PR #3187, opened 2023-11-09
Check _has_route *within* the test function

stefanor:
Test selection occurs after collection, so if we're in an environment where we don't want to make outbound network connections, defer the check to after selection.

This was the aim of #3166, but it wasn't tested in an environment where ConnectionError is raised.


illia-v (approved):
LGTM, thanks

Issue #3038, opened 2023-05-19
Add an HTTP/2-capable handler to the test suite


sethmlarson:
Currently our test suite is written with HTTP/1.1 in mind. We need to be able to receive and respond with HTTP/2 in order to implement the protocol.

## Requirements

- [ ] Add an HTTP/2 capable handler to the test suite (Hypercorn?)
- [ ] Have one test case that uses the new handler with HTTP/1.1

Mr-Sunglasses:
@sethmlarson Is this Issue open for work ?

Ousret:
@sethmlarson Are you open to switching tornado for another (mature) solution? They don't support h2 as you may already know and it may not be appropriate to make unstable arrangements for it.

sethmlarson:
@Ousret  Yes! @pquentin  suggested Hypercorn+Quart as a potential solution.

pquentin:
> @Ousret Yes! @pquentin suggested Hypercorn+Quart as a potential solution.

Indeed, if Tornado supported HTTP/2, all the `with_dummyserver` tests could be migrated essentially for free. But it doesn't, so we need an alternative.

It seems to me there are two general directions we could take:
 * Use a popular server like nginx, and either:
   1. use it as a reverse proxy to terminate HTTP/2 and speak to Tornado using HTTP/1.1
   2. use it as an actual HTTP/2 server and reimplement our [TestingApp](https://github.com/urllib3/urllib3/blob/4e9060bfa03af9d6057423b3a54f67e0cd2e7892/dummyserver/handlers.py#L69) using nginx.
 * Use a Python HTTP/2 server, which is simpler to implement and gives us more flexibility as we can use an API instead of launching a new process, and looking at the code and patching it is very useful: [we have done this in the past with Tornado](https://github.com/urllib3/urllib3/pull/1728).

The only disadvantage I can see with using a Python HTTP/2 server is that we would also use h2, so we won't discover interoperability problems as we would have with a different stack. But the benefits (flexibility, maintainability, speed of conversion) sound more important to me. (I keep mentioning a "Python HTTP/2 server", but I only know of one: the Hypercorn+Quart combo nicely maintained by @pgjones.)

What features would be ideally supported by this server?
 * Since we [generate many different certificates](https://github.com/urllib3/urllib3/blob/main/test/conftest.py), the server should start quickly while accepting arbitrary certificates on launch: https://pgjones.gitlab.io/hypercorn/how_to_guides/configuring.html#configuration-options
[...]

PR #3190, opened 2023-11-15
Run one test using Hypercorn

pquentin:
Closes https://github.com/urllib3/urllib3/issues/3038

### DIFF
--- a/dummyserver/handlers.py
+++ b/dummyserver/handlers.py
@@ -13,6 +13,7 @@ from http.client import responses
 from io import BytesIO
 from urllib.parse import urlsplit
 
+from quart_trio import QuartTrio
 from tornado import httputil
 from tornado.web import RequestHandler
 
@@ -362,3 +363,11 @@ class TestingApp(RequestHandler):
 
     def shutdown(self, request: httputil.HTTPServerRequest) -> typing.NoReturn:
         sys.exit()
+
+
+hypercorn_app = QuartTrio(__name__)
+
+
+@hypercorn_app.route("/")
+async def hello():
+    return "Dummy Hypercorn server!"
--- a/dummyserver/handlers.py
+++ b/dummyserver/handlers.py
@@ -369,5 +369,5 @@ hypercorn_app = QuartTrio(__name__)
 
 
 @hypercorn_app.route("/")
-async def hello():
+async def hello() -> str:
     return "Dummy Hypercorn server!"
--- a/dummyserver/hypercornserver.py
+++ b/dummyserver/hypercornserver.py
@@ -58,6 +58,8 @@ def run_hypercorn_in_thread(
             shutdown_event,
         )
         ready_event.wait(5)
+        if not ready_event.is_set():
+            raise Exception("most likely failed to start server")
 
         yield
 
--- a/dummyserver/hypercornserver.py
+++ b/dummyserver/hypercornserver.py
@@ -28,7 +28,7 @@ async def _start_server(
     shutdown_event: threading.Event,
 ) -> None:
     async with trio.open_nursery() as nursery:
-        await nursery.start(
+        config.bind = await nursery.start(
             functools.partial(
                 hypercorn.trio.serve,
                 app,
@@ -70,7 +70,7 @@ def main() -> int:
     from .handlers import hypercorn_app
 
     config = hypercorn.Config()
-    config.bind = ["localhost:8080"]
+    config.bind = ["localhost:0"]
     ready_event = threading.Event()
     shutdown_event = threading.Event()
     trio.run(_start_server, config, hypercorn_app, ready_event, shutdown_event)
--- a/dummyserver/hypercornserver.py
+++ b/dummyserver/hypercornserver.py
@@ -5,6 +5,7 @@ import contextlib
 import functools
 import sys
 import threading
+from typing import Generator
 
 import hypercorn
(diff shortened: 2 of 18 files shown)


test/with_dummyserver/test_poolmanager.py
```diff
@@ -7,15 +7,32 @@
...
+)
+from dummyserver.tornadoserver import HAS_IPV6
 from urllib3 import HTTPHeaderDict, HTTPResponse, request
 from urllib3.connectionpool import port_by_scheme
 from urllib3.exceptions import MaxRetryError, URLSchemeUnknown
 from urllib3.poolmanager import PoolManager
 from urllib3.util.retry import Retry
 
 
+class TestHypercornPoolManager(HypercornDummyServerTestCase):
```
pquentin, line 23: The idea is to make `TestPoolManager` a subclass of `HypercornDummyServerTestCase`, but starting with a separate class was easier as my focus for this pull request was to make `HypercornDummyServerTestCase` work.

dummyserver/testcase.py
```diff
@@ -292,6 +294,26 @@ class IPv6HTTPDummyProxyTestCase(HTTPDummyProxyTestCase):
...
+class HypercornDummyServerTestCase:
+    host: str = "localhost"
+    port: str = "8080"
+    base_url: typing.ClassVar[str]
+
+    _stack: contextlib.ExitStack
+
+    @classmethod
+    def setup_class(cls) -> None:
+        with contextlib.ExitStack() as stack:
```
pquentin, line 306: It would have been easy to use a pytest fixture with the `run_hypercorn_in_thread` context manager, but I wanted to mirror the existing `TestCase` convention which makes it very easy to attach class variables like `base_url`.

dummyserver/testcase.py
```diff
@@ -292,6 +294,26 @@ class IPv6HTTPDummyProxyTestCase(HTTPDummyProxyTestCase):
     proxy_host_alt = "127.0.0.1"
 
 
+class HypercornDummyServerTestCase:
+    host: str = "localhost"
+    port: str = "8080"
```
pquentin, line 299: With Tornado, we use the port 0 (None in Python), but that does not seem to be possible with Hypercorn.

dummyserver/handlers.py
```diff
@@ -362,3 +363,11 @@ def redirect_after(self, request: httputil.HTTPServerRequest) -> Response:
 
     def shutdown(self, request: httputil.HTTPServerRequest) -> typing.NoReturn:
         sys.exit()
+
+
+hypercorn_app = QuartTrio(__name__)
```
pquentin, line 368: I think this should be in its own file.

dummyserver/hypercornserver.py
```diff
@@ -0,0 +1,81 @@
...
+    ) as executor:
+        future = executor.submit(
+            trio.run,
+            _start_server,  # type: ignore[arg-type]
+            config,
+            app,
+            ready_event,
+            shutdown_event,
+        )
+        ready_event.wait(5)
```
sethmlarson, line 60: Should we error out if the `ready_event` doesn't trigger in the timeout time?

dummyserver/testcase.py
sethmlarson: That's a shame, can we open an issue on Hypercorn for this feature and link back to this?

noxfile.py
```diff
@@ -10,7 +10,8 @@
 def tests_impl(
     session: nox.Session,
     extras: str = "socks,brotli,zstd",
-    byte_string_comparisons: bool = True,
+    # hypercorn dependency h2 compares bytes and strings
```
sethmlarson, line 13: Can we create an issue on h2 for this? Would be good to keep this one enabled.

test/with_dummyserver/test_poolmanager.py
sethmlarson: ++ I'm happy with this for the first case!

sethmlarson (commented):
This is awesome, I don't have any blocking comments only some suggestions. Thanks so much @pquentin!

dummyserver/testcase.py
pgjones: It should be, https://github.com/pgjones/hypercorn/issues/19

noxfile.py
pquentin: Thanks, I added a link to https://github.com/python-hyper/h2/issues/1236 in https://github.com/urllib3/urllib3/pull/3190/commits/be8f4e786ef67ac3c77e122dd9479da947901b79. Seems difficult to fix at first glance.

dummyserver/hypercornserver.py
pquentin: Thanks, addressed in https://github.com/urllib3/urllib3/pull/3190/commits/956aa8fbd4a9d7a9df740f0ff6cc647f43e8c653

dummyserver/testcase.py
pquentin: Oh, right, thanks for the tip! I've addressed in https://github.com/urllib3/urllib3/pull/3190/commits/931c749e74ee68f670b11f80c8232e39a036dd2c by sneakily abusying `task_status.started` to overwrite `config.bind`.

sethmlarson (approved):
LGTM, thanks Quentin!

- - - - - - -

Tally the lines of the preceding listing in which the word "environment" appears; state nothing but the total.

§ **Problem solution**: 2